Work request
Every line below containing the word "install" should be found and copied.

Items from a dataset:
──────

PR #1091, opened 2023-01-26
[Themes] introduce theme system and add grey and light themes

mathildemerle:
⭐ Some users prefers to work on a lighter theme in their applications, and modularity/rebranding is an objective in medInria 4.0. We developed few years ago a theme system in MUSICardio, that has not been added in medInria when i brought our enhancements/debugs here. This was due to a lack of an icon theme mechanism: we needed to manually code the switch between icons according to the theme in the code. Thanks to the PR 1090, this is solved, and unblock the problem. I personally work a lot on light themes, and @paulineMig too. These PR will allow us to switch to this enhanced theme system, and we'll less depend on changes in our forks.

:suspect: "Gneugneu i hate light theme" -> you're not used, but some people likes it, and you can stick to the dark one ;)

**Based on the PR:** 
 * https://github.com/medInria/medInria-public/pull/1090. 
 * This PR could be rebased with 1090.

**Commits:**
 * https://github.com/medInria/medInria-public/commit/7022bd04ec951c0f902371eb05a5147c3895b84d
 * https://github.com/medInria/medInria-public/pull/1091/commits/9a976dc7ae734a0bd7ad8412a62ab31c0e3bbb76

**This PR does:**
 * Enhance QMenuBar categories.
 * Debug the fullscreen button behavior if the application starts in fullscreen mode.
 * Add an `initializeThemes` method in `medApplication` which centralizes the switch between themes (stylesheets) and icon themes (previously introduced in PR 1090).
 * `medSplashScreen` and `medSliderL`: adapts colors to the current theme.
 * Finish the sorting of icons started in PR1090 in black or white icon themes.
 * Add 2 themes from MUSICardio: a grey one and a light one. The original medInria one is the dark one.
 * Adapt the 3 themes to the icon themes.
 * Debug an icon problem on windows when we change the icon.
 * Add a combobox widget in start-up settings to switch between themes, in `medStartupSettingsWidget`.
 
**About the need to restart to see the new theme:**
In `medStartupSettingsWidget::write()` we could call `medApplication::initializeThemes()` to update in real time the theme (like in Visual Studio Code for instance) but we do not have access to medApplication. We can pass `QApplication` with `qApp` parameter in `medHomepageArea::onShowAreaSettings()` (since medApplication is a QApplication) but i could not access to medApplication. So, the user needs to restart the application. I added a label in the settings popup to explain the need to restart.

**What are the next steps?** 
[...]

Issue #866, opened 2021-04-15
[dmg] modularity of dmg design


mathildemerle:
I was working on the dmg creation done through [mac_packager.sh.in](https://github.com/medInria/medInria-public/blob/master/packaging/apple/mac_packager.sh.in) because on the MUSICardio fork we still had the medInria logo and names on our dmg. This is an important topic for the modularity needed in medInria 4.x.

Firstly i tried to update the `.sparseimage.gz` found in `src/utils/osx_packaging` but this need to be graphically done with DropDMG for instance, on a mac, and there were some logo positions and icon errors. This is not really what i was looking for. This is not really modular.

### dmgbuild
Finally, i found the [dmgbuild](https://pypi.org/project/dmgbuild/) tool.

 * `pip3 install dmgbuild` -> this would be a small prerequisites for macOS, since we already have Python as pre-requisites (pip).
 * Create a `settings.json` file in `packaging/apple`. It can easily be adapted by forked-projects of medInria.
 * The volume should be mounted, with a name like `"medInria @MEDINRIA_SUPERBUILD_VERSION@"` as done in `mac_packager.sh.in`, before using dmgbuild.
 * In medInria, the command line would be `dmgbuild -s ../packaging/apple/settings.json "medInria @MEDINRIA_SUPERBUILD_VERSION@" medInria.dmg`.
 * For now, i'm using this dmgbuild line outside of medInria/MUSICardio, in our Jenkins item, but it could be added in `mac_packager.sh.in` file for instance.
 * The tool created a nice dmg with the right icons and names.
 * The tool can be useful also for medInria itself to easily update the dmg design.

Example of `settings.json` that i created for our fork (the height value needs to be "background height + 20 pixels" to take the window bar into account):
```json
{
    "title": "MUSICardio3",
    "background": "../src/app/medInria/resources/pixmaps/MUSICardio-logo-dmg.png",
    "icon": "../src/app/medInria/resources/pixmaps/MUSICardio_dmg_mountedimage.icns",
    "format": "UDZO",
    "compression-level": 9,
    "window": { "position": { "x": 100, "y": 100 },
                "size": { "width": 640, "height": 300 } },
    "contents": [
        { "x": 140, "y": 165, "type": "file", "path": "/Volumes/MUSICardio/MUSICardio.app" },
        { "x": 480, "y": 165, "type": "link", "path": "/Applications" }
    ]
}
```

### Suggestions
[...]

Issue #864, opened 2021-04-07
Objectives 4.x


Florent2305:
This issues lists more or less global objectives to achieve during later subversions of medInria 4.
### Scenes
  - [ ] extract scenes functions (toXMLNode, fromXMLNode, medAbstractLayeredView::write, medAbstractLayeredView::restoreState). 
  - [ ] parameters don't format data to xml directly. We must use new software architecture. Parameters must exchange abstract representation with a specific IO class to read/write files in XML or other future format.

### Browser
  - [ ] Allow to view network and removal drives (related to #814)

### Notifications
  - [ ] Add a system of notifications 
 
### Filtering
  - Remove isolated voxels/pixels
    - [ ] Add capability to support non-binary mask like (-1024 of background, 10000 positive value) (related to #798)
  - Mask application
    - [ ] Add capability to support non-binary mask like (-1024 of background, 10000 positive value) (related to #588)
 
### Copyright and Licences
  - [ ] Enhance copyright (related to #543)
  - [ ] List licences used by third-parties
  - [ ] Provide links to sources of third-parties on website

mathildemerle:
Added some suggestions of objectives: 

### Modularity 
 - [ ] [[dmg] modularity of dmg design](https://github.com/medInria/medInria-public/issues/866) to change the dmg icons, names.
 - [ ] Icons, names, description, theme needs to be easily changed in fork-projects. Idea: directory/json file with all the icons, text, image, etc.

### Packaging
 - [ ] Linux: a real package to install the software 

### GUI
 - [ ] [Improve Home page ergonomics and style](https://github.com/medInria/medInria-public/issues/446)

mathildemerle:
The plugin shop could be listed?

PR #1094, opened 2023-02-06
[Custom] configure setting file to customize medInria 4

mathildemerle:
The commit : https://github.com/medInria/medInria-public/commit/f05491a24d0757d85bb4ab3bd3fe3c9f9ff487f9
PR based on PR 1090 and https://github.com/medInria/medInria-public/pull/1091

One of the [goals of medInria4](https://github.com/medInria/medInria-public/issues/864) is an easy customization of the app for external projects using medInria. 

### The customization system
This PR adds a `settings.json` file at root of medInria, set for medInria default "style": name, description, icons, logos, release notes, etc. CMake reads this json file and extracts the information, passes them also to medInria c++ parts. These values allow to configure the application.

──────

Task answer
 * `pip3 install dmgbuild` -> this would be a small prerequisites for macOS, since we already have Python as pre-requisites (pip).
 - [ ] Linux: a real package to install the software 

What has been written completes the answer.